** MATERIALS PROVIDED follows **

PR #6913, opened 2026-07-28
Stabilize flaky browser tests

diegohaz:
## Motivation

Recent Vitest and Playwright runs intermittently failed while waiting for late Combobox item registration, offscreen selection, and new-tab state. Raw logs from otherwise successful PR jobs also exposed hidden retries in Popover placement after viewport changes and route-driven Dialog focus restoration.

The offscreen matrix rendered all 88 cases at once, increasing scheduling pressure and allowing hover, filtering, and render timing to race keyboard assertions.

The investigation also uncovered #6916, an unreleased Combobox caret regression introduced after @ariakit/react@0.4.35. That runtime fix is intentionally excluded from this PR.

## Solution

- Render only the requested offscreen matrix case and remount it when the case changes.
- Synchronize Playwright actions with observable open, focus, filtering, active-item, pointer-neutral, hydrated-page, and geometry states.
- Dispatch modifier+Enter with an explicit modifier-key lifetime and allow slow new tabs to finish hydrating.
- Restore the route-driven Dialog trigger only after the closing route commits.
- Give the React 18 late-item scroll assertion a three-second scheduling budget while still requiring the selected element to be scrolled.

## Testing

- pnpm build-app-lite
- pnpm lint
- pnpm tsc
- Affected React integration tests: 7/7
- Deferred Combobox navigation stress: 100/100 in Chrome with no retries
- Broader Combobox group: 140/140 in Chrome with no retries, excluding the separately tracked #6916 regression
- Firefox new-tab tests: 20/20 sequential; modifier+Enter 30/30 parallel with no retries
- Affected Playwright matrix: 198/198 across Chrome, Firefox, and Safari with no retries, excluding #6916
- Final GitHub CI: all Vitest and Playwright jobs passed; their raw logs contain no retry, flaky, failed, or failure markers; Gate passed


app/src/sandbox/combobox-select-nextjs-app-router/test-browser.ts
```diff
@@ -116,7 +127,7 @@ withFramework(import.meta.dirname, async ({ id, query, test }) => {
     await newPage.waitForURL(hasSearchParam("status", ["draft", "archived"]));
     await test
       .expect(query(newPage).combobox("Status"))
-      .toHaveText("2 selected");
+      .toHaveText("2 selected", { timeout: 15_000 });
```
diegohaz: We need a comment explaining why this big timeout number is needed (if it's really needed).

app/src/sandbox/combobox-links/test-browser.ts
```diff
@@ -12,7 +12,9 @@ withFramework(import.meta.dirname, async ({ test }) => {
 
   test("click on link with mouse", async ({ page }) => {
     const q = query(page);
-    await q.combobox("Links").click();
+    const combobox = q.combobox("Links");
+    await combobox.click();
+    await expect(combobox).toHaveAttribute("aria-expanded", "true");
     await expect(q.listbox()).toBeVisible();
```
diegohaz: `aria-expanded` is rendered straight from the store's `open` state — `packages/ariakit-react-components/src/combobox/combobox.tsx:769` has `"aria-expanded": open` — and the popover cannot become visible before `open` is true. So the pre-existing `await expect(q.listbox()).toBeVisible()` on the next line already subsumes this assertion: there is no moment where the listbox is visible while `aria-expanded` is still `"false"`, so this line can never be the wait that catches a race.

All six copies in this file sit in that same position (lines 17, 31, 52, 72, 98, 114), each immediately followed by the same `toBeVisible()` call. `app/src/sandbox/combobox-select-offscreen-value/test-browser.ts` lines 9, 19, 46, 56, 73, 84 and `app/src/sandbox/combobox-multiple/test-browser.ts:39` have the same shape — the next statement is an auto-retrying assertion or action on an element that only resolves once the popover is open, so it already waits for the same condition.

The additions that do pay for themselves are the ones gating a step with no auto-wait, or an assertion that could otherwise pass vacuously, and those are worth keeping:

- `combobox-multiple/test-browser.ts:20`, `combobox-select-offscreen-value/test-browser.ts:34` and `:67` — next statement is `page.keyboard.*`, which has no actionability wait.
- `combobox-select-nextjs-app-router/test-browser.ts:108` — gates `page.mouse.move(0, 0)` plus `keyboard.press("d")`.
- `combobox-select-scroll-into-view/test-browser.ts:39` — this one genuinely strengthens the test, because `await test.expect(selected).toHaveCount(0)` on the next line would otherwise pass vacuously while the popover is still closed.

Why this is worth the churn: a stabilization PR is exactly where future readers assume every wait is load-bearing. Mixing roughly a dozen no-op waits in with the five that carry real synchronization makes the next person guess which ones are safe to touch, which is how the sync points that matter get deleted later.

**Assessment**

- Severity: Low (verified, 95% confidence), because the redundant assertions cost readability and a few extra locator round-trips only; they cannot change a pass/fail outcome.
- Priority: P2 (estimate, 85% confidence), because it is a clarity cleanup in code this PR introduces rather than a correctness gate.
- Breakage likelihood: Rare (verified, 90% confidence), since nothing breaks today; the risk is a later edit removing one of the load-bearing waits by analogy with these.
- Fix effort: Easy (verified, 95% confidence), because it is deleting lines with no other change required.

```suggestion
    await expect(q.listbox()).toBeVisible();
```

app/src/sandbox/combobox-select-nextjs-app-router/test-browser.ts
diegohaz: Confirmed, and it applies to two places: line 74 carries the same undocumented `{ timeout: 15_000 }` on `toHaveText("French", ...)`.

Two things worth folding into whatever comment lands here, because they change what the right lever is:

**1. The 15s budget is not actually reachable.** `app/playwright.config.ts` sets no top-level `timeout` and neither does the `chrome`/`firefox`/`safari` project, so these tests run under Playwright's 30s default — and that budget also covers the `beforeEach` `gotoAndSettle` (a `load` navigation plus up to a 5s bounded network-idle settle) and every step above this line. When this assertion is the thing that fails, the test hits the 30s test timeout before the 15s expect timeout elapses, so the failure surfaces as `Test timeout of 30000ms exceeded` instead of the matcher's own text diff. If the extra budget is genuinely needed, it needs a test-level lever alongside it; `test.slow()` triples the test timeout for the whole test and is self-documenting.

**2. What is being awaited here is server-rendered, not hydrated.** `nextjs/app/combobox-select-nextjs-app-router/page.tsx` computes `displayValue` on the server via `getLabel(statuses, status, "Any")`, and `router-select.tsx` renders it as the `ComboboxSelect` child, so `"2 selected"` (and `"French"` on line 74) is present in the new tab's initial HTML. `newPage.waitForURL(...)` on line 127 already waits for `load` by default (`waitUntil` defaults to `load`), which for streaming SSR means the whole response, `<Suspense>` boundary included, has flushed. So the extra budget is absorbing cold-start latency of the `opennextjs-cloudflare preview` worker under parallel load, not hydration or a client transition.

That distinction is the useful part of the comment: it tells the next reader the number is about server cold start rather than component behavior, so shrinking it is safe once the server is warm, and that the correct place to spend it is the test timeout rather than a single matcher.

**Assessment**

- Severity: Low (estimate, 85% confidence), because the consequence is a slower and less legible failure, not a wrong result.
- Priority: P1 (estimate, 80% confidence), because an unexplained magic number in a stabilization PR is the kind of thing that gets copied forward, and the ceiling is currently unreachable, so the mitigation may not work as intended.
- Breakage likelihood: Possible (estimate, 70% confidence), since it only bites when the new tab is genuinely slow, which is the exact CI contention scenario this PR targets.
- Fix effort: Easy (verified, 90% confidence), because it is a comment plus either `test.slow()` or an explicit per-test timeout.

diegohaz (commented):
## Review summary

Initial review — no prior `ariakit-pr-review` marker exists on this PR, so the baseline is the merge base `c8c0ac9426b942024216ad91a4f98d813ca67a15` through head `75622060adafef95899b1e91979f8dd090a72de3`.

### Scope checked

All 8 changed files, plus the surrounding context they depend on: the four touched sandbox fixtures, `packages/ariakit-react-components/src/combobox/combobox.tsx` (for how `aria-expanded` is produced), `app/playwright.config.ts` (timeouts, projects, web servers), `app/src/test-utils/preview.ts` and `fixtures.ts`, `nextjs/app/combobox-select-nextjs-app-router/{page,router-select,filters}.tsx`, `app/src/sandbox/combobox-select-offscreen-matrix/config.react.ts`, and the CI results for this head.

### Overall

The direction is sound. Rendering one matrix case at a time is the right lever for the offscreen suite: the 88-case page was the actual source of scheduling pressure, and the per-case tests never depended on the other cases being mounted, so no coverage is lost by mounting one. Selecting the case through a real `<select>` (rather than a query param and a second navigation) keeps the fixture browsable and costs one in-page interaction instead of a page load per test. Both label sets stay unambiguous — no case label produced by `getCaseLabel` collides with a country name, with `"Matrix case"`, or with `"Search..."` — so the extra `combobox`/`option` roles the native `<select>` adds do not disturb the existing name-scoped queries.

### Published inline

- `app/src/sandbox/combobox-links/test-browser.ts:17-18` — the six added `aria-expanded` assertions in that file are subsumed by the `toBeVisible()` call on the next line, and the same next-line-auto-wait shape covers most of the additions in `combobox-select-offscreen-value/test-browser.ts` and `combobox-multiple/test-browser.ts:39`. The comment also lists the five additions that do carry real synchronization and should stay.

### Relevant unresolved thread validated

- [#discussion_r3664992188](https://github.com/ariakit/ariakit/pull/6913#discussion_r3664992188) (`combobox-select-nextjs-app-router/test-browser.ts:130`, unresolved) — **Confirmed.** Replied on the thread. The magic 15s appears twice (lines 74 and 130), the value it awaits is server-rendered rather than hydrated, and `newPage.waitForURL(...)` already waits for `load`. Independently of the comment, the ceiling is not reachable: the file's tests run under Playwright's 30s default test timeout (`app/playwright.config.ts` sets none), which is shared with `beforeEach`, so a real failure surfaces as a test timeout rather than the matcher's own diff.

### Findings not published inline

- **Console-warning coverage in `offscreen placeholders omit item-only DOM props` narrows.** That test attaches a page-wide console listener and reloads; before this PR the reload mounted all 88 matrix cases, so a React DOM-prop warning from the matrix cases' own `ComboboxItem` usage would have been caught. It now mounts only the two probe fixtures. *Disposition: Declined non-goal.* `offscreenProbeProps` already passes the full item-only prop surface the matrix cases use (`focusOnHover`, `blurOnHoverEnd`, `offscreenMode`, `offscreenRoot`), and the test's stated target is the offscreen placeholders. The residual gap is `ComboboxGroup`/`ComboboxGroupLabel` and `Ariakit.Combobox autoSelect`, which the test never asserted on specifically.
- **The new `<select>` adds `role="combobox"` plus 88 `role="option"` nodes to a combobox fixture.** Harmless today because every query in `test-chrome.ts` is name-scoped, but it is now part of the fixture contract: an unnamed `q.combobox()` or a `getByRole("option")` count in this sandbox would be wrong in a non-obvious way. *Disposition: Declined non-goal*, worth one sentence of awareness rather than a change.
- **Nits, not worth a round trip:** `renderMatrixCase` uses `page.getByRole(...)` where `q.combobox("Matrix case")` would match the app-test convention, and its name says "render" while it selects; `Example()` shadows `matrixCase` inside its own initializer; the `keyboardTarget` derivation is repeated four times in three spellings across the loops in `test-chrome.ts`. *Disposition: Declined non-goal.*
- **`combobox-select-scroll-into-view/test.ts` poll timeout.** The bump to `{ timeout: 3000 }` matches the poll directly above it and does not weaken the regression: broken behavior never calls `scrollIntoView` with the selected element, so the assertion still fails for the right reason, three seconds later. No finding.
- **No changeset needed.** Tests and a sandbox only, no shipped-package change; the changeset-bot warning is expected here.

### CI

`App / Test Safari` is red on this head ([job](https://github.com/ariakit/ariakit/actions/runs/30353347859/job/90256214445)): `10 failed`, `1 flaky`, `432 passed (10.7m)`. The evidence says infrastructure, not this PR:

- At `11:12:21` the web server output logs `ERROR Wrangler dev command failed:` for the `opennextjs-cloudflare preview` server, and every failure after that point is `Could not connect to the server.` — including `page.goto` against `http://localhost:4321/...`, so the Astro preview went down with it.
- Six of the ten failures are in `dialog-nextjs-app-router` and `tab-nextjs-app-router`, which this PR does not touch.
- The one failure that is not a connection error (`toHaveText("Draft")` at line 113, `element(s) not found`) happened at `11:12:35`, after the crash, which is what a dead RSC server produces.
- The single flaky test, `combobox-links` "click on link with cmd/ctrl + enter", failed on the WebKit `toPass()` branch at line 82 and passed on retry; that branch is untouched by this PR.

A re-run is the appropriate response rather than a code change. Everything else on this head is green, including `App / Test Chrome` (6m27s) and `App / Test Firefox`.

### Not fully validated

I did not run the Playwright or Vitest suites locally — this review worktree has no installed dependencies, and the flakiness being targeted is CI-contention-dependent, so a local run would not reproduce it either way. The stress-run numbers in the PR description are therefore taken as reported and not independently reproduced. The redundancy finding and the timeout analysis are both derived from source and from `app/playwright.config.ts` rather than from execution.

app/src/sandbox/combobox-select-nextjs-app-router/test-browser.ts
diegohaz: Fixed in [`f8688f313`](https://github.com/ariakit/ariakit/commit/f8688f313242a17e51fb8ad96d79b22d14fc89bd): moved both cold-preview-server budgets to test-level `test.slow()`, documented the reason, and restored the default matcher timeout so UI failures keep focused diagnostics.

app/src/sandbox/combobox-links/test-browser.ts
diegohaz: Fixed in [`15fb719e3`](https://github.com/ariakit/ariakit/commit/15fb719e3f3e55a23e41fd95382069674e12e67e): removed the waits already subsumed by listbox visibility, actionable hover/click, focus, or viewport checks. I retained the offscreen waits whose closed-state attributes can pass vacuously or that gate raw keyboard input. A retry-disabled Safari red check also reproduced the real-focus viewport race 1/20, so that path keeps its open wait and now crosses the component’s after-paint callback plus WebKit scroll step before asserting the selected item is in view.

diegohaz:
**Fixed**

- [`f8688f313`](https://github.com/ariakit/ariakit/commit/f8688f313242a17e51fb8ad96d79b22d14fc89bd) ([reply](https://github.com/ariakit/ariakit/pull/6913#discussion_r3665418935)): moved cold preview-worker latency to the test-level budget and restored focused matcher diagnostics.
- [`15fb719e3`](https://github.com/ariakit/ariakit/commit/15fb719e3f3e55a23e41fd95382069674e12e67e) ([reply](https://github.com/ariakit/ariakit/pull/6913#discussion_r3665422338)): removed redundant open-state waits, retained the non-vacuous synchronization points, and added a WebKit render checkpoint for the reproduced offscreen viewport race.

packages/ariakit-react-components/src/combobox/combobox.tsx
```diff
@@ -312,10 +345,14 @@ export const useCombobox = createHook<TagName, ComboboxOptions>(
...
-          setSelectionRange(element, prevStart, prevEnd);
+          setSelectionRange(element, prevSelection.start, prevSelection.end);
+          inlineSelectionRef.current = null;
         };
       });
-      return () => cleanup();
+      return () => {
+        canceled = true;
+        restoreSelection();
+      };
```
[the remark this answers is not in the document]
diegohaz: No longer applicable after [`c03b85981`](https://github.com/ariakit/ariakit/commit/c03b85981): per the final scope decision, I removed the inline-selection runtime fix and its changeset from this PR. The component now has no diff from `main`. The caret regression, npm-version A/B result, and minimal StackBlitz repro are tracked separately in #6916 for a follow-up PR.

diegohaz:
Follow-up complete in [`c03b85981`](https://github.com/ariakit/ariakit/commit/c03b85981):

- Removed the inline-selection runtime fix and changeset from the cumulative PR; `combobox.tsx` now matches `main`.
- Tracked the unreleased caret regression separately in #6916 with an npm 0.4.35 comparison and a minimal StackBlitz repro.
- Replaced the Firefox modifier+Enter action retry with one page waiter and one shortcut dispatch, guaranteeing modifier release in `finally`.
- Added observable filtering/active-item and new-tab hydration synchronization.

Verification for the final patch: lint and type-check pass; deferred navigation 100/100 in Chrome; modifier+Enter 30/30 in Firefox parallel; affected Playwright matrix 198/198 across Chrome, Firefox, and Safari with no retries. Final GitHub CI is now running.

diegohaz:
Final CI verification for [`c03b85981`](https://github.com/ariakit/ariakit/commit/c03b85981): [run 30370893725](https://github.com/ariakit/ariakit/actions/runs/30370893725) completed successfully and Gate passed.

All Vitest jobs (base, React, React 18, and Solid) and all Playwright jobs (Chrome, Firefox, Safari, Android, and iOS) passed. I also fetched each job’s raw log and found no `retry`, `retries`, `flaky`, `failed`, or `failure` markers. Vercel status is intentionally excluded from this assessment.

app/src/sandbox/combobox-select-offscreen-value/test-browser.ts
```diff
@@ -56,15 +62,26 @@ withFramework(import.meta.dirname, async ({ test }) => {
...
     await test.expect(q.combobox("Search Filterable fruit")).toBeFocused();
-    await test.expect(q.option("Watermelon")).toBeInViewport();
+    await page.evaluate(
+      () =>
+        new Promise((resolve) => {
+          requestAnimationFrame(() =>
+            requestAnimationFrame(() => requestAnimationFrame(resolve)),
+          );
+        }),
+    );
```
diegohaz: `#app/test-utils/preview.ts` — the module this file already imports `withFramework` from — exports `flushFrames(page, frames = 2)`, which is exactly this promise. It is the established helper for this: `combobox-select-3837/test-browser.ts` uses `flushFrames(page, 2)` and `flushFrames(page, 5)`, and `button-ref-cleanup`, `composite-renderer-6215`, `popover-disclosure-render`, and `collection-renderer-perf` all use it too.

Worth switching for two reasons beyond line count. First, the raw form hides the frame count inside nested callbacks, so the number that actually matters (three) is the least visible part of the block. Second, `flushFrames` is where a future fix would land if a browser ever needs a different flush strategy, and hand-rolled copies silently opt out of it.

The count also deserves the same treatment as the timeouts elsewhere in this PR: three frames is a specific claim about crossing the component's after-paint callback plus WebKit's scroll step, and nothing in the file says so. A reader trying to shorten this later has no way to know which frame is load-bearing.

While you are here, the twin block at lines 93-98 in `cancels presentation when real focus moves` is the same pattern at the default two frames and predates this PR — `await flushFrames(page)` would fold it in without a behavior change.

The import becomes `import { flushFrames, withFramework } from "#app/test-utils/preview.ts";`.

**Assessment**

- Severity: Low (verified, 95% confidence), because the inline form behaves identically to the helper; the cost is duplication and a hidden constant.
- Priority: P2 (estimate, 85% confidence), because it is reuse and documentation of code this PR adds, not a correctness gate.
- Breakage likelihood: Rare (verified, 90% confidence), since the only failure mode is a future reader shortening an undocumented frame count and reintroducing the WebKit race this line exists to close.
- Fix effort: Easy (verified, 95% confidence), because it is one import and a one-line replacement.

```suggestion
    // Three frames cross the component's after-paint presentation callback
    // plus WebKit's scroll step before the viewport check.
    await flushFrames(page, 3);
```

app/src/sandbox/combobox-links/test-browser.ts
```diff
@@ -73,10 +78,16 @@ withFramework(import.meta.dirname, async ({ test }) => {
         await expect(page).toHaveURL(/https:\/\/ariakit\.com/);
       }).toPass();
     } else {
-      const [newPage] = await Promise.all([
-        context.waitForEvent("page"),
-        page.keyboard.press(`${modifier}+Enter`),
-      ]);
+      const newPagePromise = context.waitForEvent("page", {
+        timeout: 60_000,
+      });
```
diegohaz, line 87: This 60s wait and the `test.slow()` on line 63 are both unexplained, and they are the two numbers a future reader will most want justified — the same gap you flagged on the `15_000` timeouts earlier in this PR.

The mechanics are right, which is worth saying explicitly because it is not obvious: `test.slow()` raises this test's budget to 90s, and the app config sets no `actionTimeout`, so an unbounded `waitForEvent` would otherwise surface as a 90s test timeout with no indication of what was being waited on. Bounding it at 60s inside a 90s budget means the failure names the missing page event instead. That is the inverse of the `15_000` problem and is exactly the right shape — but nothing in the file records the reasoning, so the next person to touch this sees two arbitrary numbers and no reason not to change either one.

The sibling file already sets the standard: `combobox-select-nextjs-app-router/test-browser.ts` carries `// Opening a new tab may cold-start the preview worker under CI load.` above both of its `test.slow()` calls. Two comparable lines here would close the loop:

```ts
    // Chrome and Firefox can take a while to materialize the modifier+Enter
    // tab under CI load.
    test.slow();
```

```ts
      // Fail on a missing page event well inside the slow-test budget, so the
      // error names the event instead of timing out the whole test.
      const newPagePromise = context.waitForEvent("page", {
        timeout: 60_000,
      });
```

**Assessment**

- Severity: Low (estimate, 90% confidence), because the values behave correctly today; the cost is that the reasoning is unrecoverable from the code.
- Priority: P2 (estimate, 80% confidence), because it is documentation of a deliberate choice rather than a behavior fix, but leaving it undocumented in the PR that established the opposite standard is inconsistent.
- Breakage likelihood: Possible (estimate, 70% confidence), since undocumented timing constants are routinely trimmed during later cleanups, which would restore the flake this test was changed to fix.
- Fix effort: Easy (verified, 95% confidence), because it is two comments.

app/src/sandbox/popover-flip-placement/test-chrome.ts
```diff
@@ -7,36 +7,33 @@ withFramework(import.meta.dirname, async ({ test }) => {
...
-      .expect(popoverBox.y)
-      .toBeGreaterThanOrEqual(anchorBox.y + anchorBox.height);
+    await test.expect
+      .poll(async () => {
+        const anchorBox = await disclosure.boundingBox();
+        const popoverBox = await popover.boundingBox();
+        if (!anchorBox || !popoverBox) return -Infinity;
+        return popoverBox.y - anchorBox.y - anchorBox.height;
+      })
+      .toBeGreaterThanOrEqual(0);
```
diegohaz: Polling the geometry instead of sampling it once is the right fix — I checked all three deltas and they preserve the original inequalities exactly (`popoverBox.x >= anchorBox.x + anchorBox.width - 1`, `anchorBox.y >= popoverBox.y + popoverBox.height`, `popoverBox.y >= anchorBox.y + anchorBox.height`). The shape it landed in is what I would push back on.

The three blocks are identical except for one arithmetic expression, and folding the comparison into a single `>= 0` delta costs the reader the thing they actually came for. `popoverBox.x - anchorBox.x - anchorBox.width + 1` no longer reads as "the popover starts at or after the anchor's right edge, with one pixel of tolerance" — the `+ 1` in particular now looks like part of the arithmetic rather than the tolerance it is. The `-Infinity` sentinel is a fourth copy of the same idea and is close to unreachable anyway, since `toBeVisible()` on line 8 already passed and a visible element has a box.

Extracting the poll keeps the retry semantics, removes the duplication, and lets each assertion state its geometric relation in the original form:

** End of MATERIALS PROVIDED **

State how many lines of the data above contain the string "newPagePromise", leaving out everything but the number.

2